_Records to use_

PR #679, opened 2023-12-06
Added `databricks labs ucx installations` command

nfx:
Detects concurrent installations of UCX by multiple users


pritishpai (commented):
LGTM. Just needs test cov.

pritishpai (approved):

PR #681, opened 2023-12-07
Added filters to run only cloud specific task

### LINKED ISSUE #460: Installation and assessment need to differentiate between clouds and cloud specific tasks
Currently there is no differentiation in the:
- installation
- assessment job
- dashboard
for tasks that are cloud specific. Add logic to include only applicable tasks.

image

prajin-29:
may close #460

### DIFF
--- a/src/databricks/labs/ucx/framework/tasks.py
+++ b/src/databricks/labs/ucx/framework/tasks.py
@@ -5,6 +5,8 @@ from functools import wraps
 from logging.handlers import TimedRotatingFileHandler
 from pathlib import Path
 
+from databricks.sdk.core import Config
+
 from databricks.labs.ucx.__about__ import __version__
 from databricks.labs.ucx.config import WorkspaceConfig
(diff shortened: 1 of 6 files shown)


src/databricks/labs/ucx/framework/tasks.py
```diff
@@ -23,6 +25,21 @@ class Task:
     job_cluster: str = "main"
     notebook: str = None
     dashboard: str = None
+    # if all are False then task is for all clouds
+    is_aws: bool = False
+    is_azure: bool = False
+    is_gcp: bool = False
```
nfx, line 31: use only one `cloud: str` field

nfx (changes requested):

src/databricks/labs/ucx/framework/tasks.py
prajin-29: updated this part to cloud:str

nfx (approved):

PR #705, opened 2023-12-19
Filtering out inventory database from loading into tables and filtering out the same from grant detail view

### LINKED ISSUE #665: Assessment job/dashboard reports on tables it creates during the assessment process
Appears that 13 tables get created in a schema called 'yes during the assessment job.

Currently, UCX will assess the readiness of these tables to upgrade to UC, which doesn't really make sense.

Screenshot 2023-12-04 at 11 07 05 AM

prajin-29:
Filtering out inventory database from loading into tables and filtering out the same from grant detail view.
may close #665


src/databricks/labs/ucx/hive_metastore/tables.scala
```diff
@@ -79,7 +79,7 @@ def getInventoryDatabase(): String={
 }
 
 val inventoryDatabase = getInventoryDatabase()
-var df = metadataForAllTables(spark.sharedState.externalCatalog.listDatabases(), failures)
+var df = metadataForAllTables(spark.sharedState.externalCatalog.listDatabases().filter(_ != s"$inventoryDatabase"), failures)
```
nfx, line 82:
```suggestion
var df = metadataForAllTables(spark.sharedState.externalCatalog.listDatabases().filter(_ != inventoryDatabase), failures)
```
check if this works

src/databricks/labs/ucx/queries/views/grant_detail.sql
```diff
@@ -29,4 +29,4 @@ SELECT
     catalog,
     database,
     table
-FROM $inventory.grants
\ No newline at end of file
+FROM $inventory.grants where database != split("$inventory",'[.]')[1]
```
nfx, line 32: are you sure this is the right logic? $inventory won't have dots

prajin-29: inventory comes with "hive_metastore.database_name" here. I tested the same.

src/databricks/labs/ucx/hive_metastore/tables.scala
prajin-29: Tested the same and the table was not having the inventory database.Working as expected

nfx: why do you need to interpolate a string within another string? `inventoryDatabase` is a string already.

nfx (approved):

PR #725, opened 2023-12-22
Allow specifying a group list when group match options are used

### LINKED ISSUE #721: Allow group mapping and group list selection on the installer
The current options on the installer allows you to select table mapping or apply a list of groups.
These options shouldn't be mutually exclusive.
You should be able to apply mapping AND select a list of groups to be migrated.

FastLee:
closes #721 

Added option to select a group list when one of the group matching option is used.
Added unit tests.


tests/unit/test_install.py
```diff
@@ -1002,3 +1002,232 @@ def test_uninstall_no_config_file(ws, mocker):
     ws.workspace.download = lambda _: io.BytesIO(config_bytes)
     ws.workspace.get_status.side_effect = NotFound(...)
     install.uninstall()
+
+
+def test_save_config_with_prefix(ws):
```
nfx, line 1007: The logic is in the ConfigureGroups class, move tests there. It doesn't belong to installer, which is one level above configure groups logic

WorkspaceInstaller does too much already and it's difficult to support unit tests that create a config file.

tests/unit/workspace_access/test_groups.py
```diff
@@ -686,15 +686,95 @@ def test_snapshot_with_group_matched_by_external_id():
...
+
+
+def test_configure_match():
+    cg = ConfigureGroups(
+        MockPrompts(
+            {
+                "Backup prefix": "",
+                r"Choose how to map the workspace groups.*": "5",  # partial match
+                r".*workspace group$": r"\[(#+)\]",
+                r".*account group$": r"\((#+)\)",
```
nfx, line 773: This will break if we add color decoration to prompts, and we won't be able to detect the end of a string

nfx (changes requested):

tests/unit/test_install.py
FastLee: Done

nfx (approved):

nfx (approved):

PR #1855, opened 2024-06-06
Consistent 0-based line tracking for linters

asnare:
## Changes

This PR includes the following changes with respect to how line information is tracked and reported by the linting code:

 - [X] We now use 0-based positions everywhere, instead of a mix of 0-based and 1-based. This particular choice is because that's also the [convention used by the LSP protocol](https://microsoft.github.io/language-server-protocol/specifications/lsp/3.17/specification/#position).
 - [X] An off-by-one error has been fixed in the way the notebook parser tracks cell position offsets.
 - [X] Existing tests have been checked and updated to verify the 0-based line positions.
 - [X] A new test for cell parsing has been introduced.

For notebooks, there is an issue of what the position information means: for now the line position will refer to the 0-based line number in the underlying notebook file. (There is a related issue with respect to tracking column positions for `MAGIC` cells, but that is unaddressed by this PR.)

### Linked issues

Blocks #1843.


nfx (changes requested):
everything has to be zero-based

src/databricks/labs/ucx/source_code/base.py
```diff
@@ -21,6 +21,7 @@
 class Advice:
     code: str
     message: str
+    # Lines are 1-based, columns are 0-based.
```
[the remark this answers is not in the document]
asnare: Got it, I'll switch everything over to 0-based.

nfx (approved):
Lgtm

src/databricks/labs/ucx/source_code/notebooks/cells.py
```diff
@@ -24,13 +24,20 @@
...
+            raise ValueError("Cells must have a positive offset within the original file.")
         self._original_offset = original_offset
         self._original_code = source
         self._migrated_code = source
 
     @property
     def original_offset(self) -> int:
+        """Line offset of this cell within the original notebook file.
+
+        Example: if the line offset is 5, then line 10 within this cell corresponds to line 5 of the original file.
```
JCZuurmond, line 39: Shouldn't this be the other way around? 

> then line 10 within this cell corresponds to line 5 of the original file.

should be

> then line 5 within this cell corresponds to line 10 of the original file.

JCZuurmond (commented):
one comment

src/databricks/labs/ucx/source_code/notebooks/cells.py
asnare: See: #1874

PR #1863, opened 2024-06-07
Support inferred values when linting sys path

ericvergnaud:
## Changes
Infer value of sys.path.xxx() calls and raise advice if unresolved

### Linked issues
Progresses #1205

### Functionality 

- [ ] added relevant user documentation
- [ ] added new CLI command
- [ ] modified existing command: `databricks labs ucx ...`
- [ ] added a new workflow
- [ ] modified existing workflow: `...`
- [ ] added a new table
- [ ] modified existing table: `...`

### Tests
- [ ] manually tested
- [x] added unit tests
- [ ] added integration tests
- [ ] verified on staging environment (screenshot attached)

Issue #1205, opened 2024-04-01
[FEATURE]: If a code computes a value dynamically, do value inference, at least at the state of linting


nfx:
### Is there an existing issue for this?

- [X] I have searched the existing issues

### Problem statement

If arguments to the relevant functions are string literals, resolve them and perform linting:

- https://github.com/databrickslabs/ucx/issues/1133
- https://github.com/databrickslabs/ucx/issues/1118
- https://github.com/databrickslabs/ucx/issues/1104
- https://github.com/databrickslabs/ucx/issues/1082
- https://github.com/databrickslabs/ucx/issues/391
- https://github.com/databrickslabs/ucx/issues/315

e.g. in cases like:

```python
db = 'foo'
t = f'{db}.bar'
display(spark.table(t))
```

we have to check if `foo.bar` table is migrated. 

### Proposed Solution

infer values from the available scope.

ericvergnaud:
migration to astroid is successful
simple inference works

What doesn't work at all (no inference):
 - fstrings i.e.` dbutils.notebook.run(f"prefix {value} suffix")` -> see test_raises_advice_when_dbutils_notebook_run_is_too_complex

What is problematic:
 - loops:
```
paths = [ "p1", "p2" ] 
for path in paths:
    dbutils.notebook.run(path)
```
the value is inferred only once (for the first item)

ericvergnaud:
@nfx I believe value inference is done for all currently implemented scenarios, see #1835, #1860, #1866, #1868 and #1870
Not sure if missing linters should be implemented as part of this issue (I guess not) ? Rather value inference should be done as part of their dedicated implementation ?

ericvergnaud:
@nfx as of writing, the only known issue is with fstrings (see above). I've created corresponding ticket #1871

nfx:
@ericvergnaud lets solve the f-string issue, as it's very common

PR #1866, opened 2024-06-09
Support inferred values when linting sys path

ericvergnaud:
## Changes
Infer value of sys.path.xxx() calls and raise advice if unresolved

### Linked issues

Progresses #1205
Replaces PR #1863

### DIFF
--- a/src/databricks/labs/ucx/source_code/linters/imports.py
+++ b/src/databricks/labs/ucx/source_code/linters/imports.py
@@ -233,6 +233,7 @@ class SysPathChangesVisitor(TreeVisitor):
     def _visit_inferred(self, changed: NodeNG, inferred: NodeNG, is_relative: bool, is_append: bool):
         if inferred is Uninferable or not isinstance(inferred, Const):
             self.sys_path_changes.append(UnresolvedPath(changed, changed.as_string(), is_append))
+            return
         if is_relative:
             self.sys_path_changes.append(RelativePath(changed, inferred.value, is_append))
         else:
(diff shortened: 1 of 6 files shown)


ericvergnaud:
@nfx only change from #1863 is test coverage

tests/unit/source_code/test_dependencies.py
```diff
@@ -20,55 +22,47 @@
 from tests.unit.conftest import MockPathLookup
 
 
+def dependency_resolver(notebook_resolver, path_lookup):
```
JCZuurmond, line 25: Make this a fixture

src/databricks/labs/ucx/source_code/linters/imports.py
```diff
@@ -211,10 +217,27 @@ def visit_call(self, node: Call):
...
+        relative = False
+        if isinstance(changed, Call):
+            if not self._match_aliases(changed.func, ["os", "path", "abspath"]):
+                return
+            relative = True
+            changed = changed.args[0]
+        try:
+            all_inferred = changed.inferred()
+            for inferred in all_inferred:
+                self._visit_inferred(changed, inferred, relative, is_append)
```
JCZuurmond, line 229: This will not raise an `InferenceError`, right? I prefer to move it out of the try

JCZuurmond (changes requested):
Two minor remarks

src/databricks/labs/ucx/source_code/linters/imports.py
ericvergnaud: That would require `all_inferred` to be available outside the try-except clause which would increase complexity

tests/unit/source_code/test_dependencies.py
ericvergnaud: done

PR #1868, opened 2024-06-10
Support inferred values when linting DBFS mounts

ericvergnaud:
## Changes
Implement value inference
Improve consistency of generated advices

### Linked issues
Progresses #1205

### DIFF
--- a/src/databricks/labs/ucx/source_code/linters/dbfs.py
+++ b/src/databricks/labs/ucx/source_code/linters/dbfs.py
@@ -1,11 +1,15 @@
+import logging
 from collections.abc import Iterable
 
-from astroid import Call, Const  # type: ignore
+from astroid import Call, Const, InferenceError, NodeNG  # type: ignore
 import sqlglot
 from sqlglot.expressions import Table
 
-from databricks.labs.ucx.source_code.base import Advice, Linter, Advisory, Deprecation
+from databricks.labs.ucx.source_code.base import Advice, Linter, Deprecation
 from databricks.labs.ucx.source_code.linters.python_ast import Tree, TreeVisitor
+
+
+logger = logging.getLogger(__file__)
 
 
 class DetectDbfsVisitor(TreeVisitor):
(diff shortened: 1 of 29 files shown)


src/databricks/labs/ucx/source_code/linters/dbfs.py
```diff
@@ -21,30 +25,36 @@ def __init__(self):
...
-                    self._reported_locations.add((arg.lineno, arg.col_offset))
+            self._visit_arg(arg)
+
+    def _visit_arg(self, arg: NodeNG):
+        try:
+            for inferred in arg.inferred():
+                if isinstance(inferred, Const) and isinstance(inferred.value, str):
+                    self._check_str_constant(arg, inferred)
+        except InferenceError:
+            logger.debug(f"Could not infer value of {str(arg)}")
```
asnare, line 36: In format strings I don't think you need to wrap arguments in `str()` because that will happen anyway.

Also, might it be worth adding in `exc_info=True` here?

src/databricks/labs/ucx/source_code/linters/dbfs.py
```diff
@@ -21,30 +25,36 @@ def __init__(self):
...
+        if any(value.startswith(prefix) for prefix in self._fs_prefixes):
+            advisory = Deprecation.from_node(
+                code='dbfs-usage', message=f"Deprecated file system path: {value}", node=source_node
+            )
+            self._advices.append(advisory)
+
+    def _already_reported(self, *nodes: NodeNG):
+        reported = any((node.lineno, node.col_offset) in self._reported_locations for node in nodes)
+        for node in nodes:
+            self._reported_locations.add((node.lineno, node.col_offset))
```
asnare, line 56: As an aside, I'm interested in other opinions on this: it looks like we're only ever going to report a single problem for a specific start location, when there might be multiple (independent) problems. Is that we want?

The linting model is to report as many problems as possible during a given run, and this seems to go against that. If we're suppressing issues like this, then I expect users will end up in a pattern of "I fixed this, and now there's a new problem in the same location?"

asnare:
I think this PR might also fix an off-by-one problem with the ending column for (at least some) linters.

src/databricks/labs/ucx/source_code/linters/dbfs.py
ericvergnaud: done

ericvergnaud:
> I think this PR might also fix an off-by-one problem with the ending column for (at least some) linters.
Yes I believe there was an issue where the code was missing the enclosing quotes of constant strings

src/databricks/labs/ucx/source_code/linters/dbfs.py
asnare: Okay, I can understand that. How do we ensure the "right" problem is reported when this sort of thing happens?

ericvergnaud: There's only 1 problem type, so the risk of reporting the wrong problem is inexistant

nfx (approved):
lgtm

PR #1870, opened 2024-06-10
Support inferred values when linting spark.sql

ericvergnaud:
## Changes
Infer value of tables spark.sql() calls and raise advice if unresolved

### Linked issues
Progresses #1205


nfx (approved):
Lgtm

PR #1872, opened 2024-06-10
Propagate widget parameters and data security mode to `CurrentSessionState`

nfx:
This PR adds propagation of named parameters from jobs to current session state. Additionally, we also check for DBFS paths as named and positional parameters.


nfx:
Test

Issue #1869, opened 2024-06-10
[FEATURE]: Report `DENY` ACLs during assessment


asnare:
### Is there an existing issue for this?

- [X] I have searched the existing issues

### Problem statement

As noted during #1803, legacy ACLs may contain `DENY` rules interspersed amongst `GRANT` permissions. These are [not supported by UC](https://learn.microsoft.com/en-us/azure/databricks/sql/language-manual/security-deny) and cannot be migrated. As of #1815 these are handled during group migration, but during table migration the ACLs will be dropped and a warning generated.

This may be problematic for customers because it means additional users will end up having permissions on migrated tables, and it's not a 'fail-safe' situation.

Users should be warned earlier than table migration about this being a problem because fixing this might be quite time-consuming.

### Proposed Solution

During assessment we should detect and report on the presence of `DENY` ACLs.

PR #1890, opened 2024-06-12
Upgrade the `grants` schema to include assessment columns.

asnare:
## Changes

This PR upgrades the `grants` inventory table to include columns for tracking assessments.

### Linked issues

Relates: #1869 

### Functionality 

- [ ] added new CLI command
- [ ] added a new workflow
- [ ] added a new table
- [X] modified existing table: Additional `success` and `failures` columns for the `grants` table.

### Tests

- [ ] manually tested
- [ ] added unit tests
- [ ] added integration tests

### DIFF
--- a/src/databricks/labs/ucx/hive_metastore/grants.py
+++ b/src/databricks/labs/ucx/hive_metastore/grants.py
@@ -59,6 +59,8 @@ class Grant:
     udf: str | None = None
     any_file: bool = False
     anonymous_function: bool = False
+    success: int = 1
+    failures: str = "[]"
 
     @staticmethod
     def type_and_key(
--- a/src/databricks/labs/ucx/upgrades/v0.27.0_add_assessment_to_grants.py
+++ b/src/databricks/labs/ucx/upgrades/v0.27.0_add_assessment_to_grants.py
@@ -1,0 +1,18 @@
+# pylint: disable=invalid-name
+
+import logging
+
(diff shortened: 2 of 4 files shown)


src/databricks/labs/ucx/hive_metastore/grants.py
```diff
@@ -59,6 +59,8 @@ class Grant:
     udf: str | None = None
     any_file: bool = False
     anonymous_function: bool = False
+    success: int = 1
+    failures: str = "[]"
```
nfx, line 63: why do we need to modify this schema? How can we do this without it?

nfx (changes requested):

src/databricks/labs/ucx/hive_metastore/grants.py
asnare: At the moment there is no location to record assessment findings for grants/permissions, and for most entities this is how they are recorded.

Two options for doing it without modifying the schema:

 - Use a table alongside, referring to the grant via a business key. (This doesn't make much sense because all the columns are part of the business key, so it effectively duplicates the table.)
 - Perform the findings logic entirely via views, in the style of `code_patterns` and `misc_patterns`.

Of these, the views approach would preferable even though it means relying on integration tests.

asnare:
Superseded by #1903.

_What this task involves_
Write down, word for word, the lines above from the one containing "- installation" through the one containing "from pathlib import Path", both ends included.

_Reply_
- installation
- assessment job
- dashboard
for tasks that are cloud specific. Add logic to include only applicable tasks.

image

prajin-29:
may close #460

### DIFF
--- a/src/databricks/labs/ucx/framework/tasks.py
+++ b/src/databricks/labs/ucx/framework/tasks.py
@@ -5,6 +5,8 @@ from functools import wraps
 from logging.handlers import TimedRotatingFileHandler
 from pathlib import Path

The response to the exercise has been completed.